→ What the exercise asks
Word for word, restate the lines of the listing from the one that holds "fix: Drop apgia" through the very last line, and nothing more.
Start of Data for the task
PR #3791, opened 2025-02-25
mockgcp: bigquerybiglake

acpana:
LLM assisted mock for BigLakeTable.

Note there's not a simple gcloud command for this resource (https://cloud.google.com/bigquery/docs/reference/biglake/rest/v1/projects.locations.catalogs.databases.tables).

I'm hoping we can check this in and enhance the mock once we have a controller in hand.

Note: see the commits for manual edits made.

PR #3792, opened 2025-02-25
refactor: small changes

acpana:
Some of the fixes that I added to generate https://github.com/GoogleCloudPlatform/k8s-config-connector/pull/3791

### DIFF
--- a/dev/tools/controllerbuilder/pkg/toolbot/csv.go
+++ b/dev/tools/controllerbuilder/pkg/toolbot/csv.go
@@ -93,6 +93,10 @@ func (x *CSVExporter) VisitCodeDir(ctx context.Context, srcDir string) error {
 		}
 		// klog.Infof("%v", p)
 		if err := x.visitGoFile(ctx, p); err != nil {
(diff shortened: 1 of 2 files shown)


dev/tools/controllerbuilder/pkg/toolbot/csv.go
```diff
@@ -93,6 +93,10 @@ func (x *CSVExporter) VisitCodeDir(ctx context.Context, srcDir string) error {
 		}
 		// klog.Infof("%v", p)
 		if err := x.visitGoFile(ctx, p); err != nil {
+			if strings.HasSuffix(p, "cmd/runner/mock_commands.go") {
+				 klog.Infof("Skipping file: %v", p)
+				return nil
+			}
```
xiaoweim, line 99: I used the same trick to resolve the same error!

jingyih: Oh, I hadn't seen this PR before sending #3799. I believe we should skip the entire `experiments/` folder since it doesn't contain any examples.

PR #3799, opened 2025-02-26
codebot: skip experiments folder when extracting data points

jingyih:
Skip `experiements/` folder when extracting data points. This avoid incorrectly picking up strings in files such as 

https://github.com/GoogleCloudPlatform/k8s-config-connector/blob/fdb3f32b63d8424d95f844416e3c6f99e978dfd2/experiments/conductor/cmd/runner/mock_commands.go#L366-L374


yuwenma (commented):
/lgtm
/approve

THanks

PR #3802, opened 2025-02-26
feat: add types, mappers and fuzzer for NotebooksEnvironment

jingyih:
The v1alpha implementation did not check for reference fields.


jingyih:
Merged as part of https://github.com/GoogleCloudPlatform/k8s-config-connector/pull/3802

/close

PR #3557, opened 2025-01-29
feat: add DocumentAIProcessor as a direct resource

jingyih:

PR #3804, opened 2025-02-26
mockGCP: documentai processor and version

gemmahou:
### Change description

Fixes #

### Tests you have done

### DIFF
--- a/mockgcp/mockdocumentai/processors.go
+++ b/mockgcp/mockdocumentai/processors.go
@@ -1,0 +1,120 @@
+// Copyright 2024 Google LLC
+//
+// Licensed under the Apache License, Version 2.0 (the "License");
+// you may not use this file except in compliance with the License.
+// You may obtain a copy of the License at
+//
+//      http://www.apache.org/licenses/LICENSE-2.0
+//
+// Unless required by applicable law or agreed to in writing, software
+// distributed under the License is distributed on an "AS IS" BASIS,
+// WITHOUT WARRANTIES OR CONDITIONS OF ANY KIND, either express or implied.
+// See the License for the specific language governing permissions and
+// limitations under the License.
+
+package mockdocumentai
+
+import (
+	"context"
+	"fmt"
+	"strings"
+	"time"
+
+	"google.golang.org/protobuf/proto"
+
+	longrunningpb "google.golang.org/genproto/googleapis/longrunning"
+
+	"google.golang.org/grpc/codes"
+	"google.golang.org/grpc/status"
+	"google.golang.org/protobuf/types/known/timestamppb"
+
+	"github.com/GoogleCloudPlatform/k8s-config-connector/mockgcp/common/projects"
+	pb "github.com/GoogleCloudPlatform/k8s-config-connector/mockgcp/generated/mockgcp/cloud/documentai/v1"
+)
+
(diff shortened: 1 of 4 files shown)


yuwenma (commented):
/lgtm
/approve

Did you get the golden log of this resource?

mockgcp/mockdocumentai/processors.go
```diff
@@ -0,0 +1,120 @@
...
+
+	fqn := name.String()
+
+	processorVersion := proto.Clone(req.GetProcessor()).(*pb.ProcessorVersion)
+	processorVersion.Name = fqn
+	now := time.Now()
+	req.Processor.CreateTime = timestamppb.New(now)
+	req.Processor.State = pb.Processor_ENABLED
+
+	if err := s.storage.Create(ctx, fqn, req.Processor); err != nil {
```
jingyih, line 65: Not sure how much fidelity we want the mocks to be. But my impression is that creating a Processor will also automatically create a few ProcessorVersions?

jingyih: The test was documented here:
https://github.com/GoogleCloudPlatform/k8s-config-connector/pull/3557#issue-2817365159

gemmahou:
> /lgtm /approve
> 
> Did you get the golden log of this resource?

Not able to test mockGCP at this stage-no gcloud, generated new test script but the recorder currently cannot capture REST logs

I only have the generated mockGCP in this PR. I have direct controller in #3817, I use the direct controller to test against mockGCP, capture logs, and modify the mockGCP. See https://chat.google.com/room/AAAA1cEHHoU/1Hru75aeB2Y/oK_bGA0q1J8?cls=10

mockgcp/mockdocumentai/processors.go
gemmahou: The code in this PR is autogenerated(see my reply to Yuwen's comment).
I fixed the ProcessorVersion mock in https://github.com/GoogleCloudPlatform/k8s-config-connector/pull/3817/commits/a713eaa0040925a794c3ae3cd6c1036b1852a39d using direct controller. The fix of Processor mock could be done in a separate PR.

jingyih: The 3 PR structure may not be suitable in this case. We've already merged the controller for `DocumentAIProcessor`, including tests and real GCP logs. If we now merge a generated mock for `DocumentAIProcessor`, wouldn’t that break HEAD?

gemmahou: This will not break head because the mock Processor test is not enabled, once it's done we can enable it [here](https://github.com/GoogleCloudPlatform/k8s-config-connector/blob/bb23ee9164b38ac2b5287dee529f02e20f8a8689/config/tests/samples/create/harness.go#L736). This mock won't affect ProcessorVersion test as well since [I used external reference](https://github.com/GoogleCloudPlatform/k8s-config-connector/blob/a713eaa0040925a794c3ae3cd6c1036b1852a39d/pkg/test/resourcefixture/testdata/basic/documentai/v1alpha1/documentaiversion-basic/create.yaml#L22) for now.

jingyih: Sounds good. Let's address in a separate PR.

jingyih (commented):
/lgtm

PR #3806, opened 2025-02-26
fix: Drop apgia name from status, use spec.resourceID to acquire

jasonvigil:
The status.observedState.name field contains duplicate information that is already specified in status.externalRef.


yuwenma (commented):
/lgtm
/approve

Thanks!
End of Data for the task
→ Solution for this exercise
fix: Drop apgia name from status, use spec.resourceID to acquire

jasonvigil:
The status.observedState.name field contains duplicate information that is already specified in status.externalRef.


yuwenma (commented):
/lgtm
/approve

Thanks!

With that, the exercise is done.